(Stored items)

PR #307, opened 2022-09-21
improve: Ignore "missing revert data..." reason

nicholaspai:
This PR ignores the following revert reason:

> "missing revert data in call exception; Transaction reverted without a reason string"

• HOW TO COMPLETE THIS TASK: The lines needed are those in the data above that hold the string "reason"; copy each of them.

• RESULT BELOW:
improve: Ignore "missing revert data..." reason
This PR ignores the following revert reason:
> "missing revert data in call exception; Transaction reverted without a reason string"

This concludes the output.